THE TASK: Which of the lines below include the word "expected"? Pull each one out.

RECORDS SHOWN:
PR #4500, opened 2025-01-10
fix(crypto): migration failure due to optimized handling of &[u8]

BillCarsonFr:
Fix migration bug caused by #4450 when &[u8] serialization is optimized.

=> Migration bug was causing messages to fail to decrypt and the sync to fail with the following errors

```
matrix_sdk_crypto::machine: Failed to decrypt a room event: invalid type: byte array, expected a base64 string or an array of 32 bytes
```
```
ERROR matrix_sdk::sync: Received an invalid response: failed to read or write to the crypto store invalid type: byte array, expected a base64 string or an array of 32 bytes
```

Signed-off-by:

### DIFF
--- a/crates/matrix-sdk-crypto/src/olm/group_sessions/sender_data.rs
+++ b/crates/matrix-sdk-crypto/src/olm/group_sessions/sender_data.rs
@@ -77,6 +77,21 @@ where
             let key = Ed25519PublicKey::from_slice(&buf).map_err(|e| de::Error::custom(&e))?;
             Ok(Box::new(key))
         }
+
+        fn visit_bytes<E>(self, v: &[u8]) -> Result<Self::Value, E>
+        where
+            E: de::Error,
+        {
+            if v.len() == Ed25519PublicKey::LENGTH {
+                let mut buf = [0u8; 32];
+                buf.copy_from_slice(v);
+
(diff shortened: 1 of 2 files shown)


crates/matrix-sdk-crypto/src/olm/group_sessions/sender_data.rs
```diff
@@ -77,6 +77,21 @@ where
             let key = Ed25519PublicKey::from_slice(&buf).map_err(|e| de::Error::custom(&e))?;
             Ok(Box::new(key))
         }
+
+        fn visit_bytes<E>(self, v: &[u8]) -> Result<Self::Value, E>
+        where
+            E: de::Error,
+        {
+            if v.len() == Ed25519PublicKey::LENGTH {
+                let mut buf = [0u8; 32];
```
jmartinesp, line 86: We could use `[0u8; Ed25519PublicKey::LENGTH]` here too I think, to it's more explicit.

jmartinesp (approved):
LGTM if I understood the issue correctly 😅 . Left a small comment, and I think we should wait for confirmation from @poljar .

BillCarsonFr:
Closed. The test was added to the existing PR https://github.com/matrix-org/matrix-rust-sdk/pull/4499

ANSWER SPACE:
matrix_sdk_crypto::machine: Failed to decrypt a room event: invalid type: byte array, expected a base64 string or an array of 32 bytes
ERROR matrix_sdk::sync: Received an invalid response: failed to read or write to the crypto store invalid type: byte array, expected a base64 string or an array of 32 bytes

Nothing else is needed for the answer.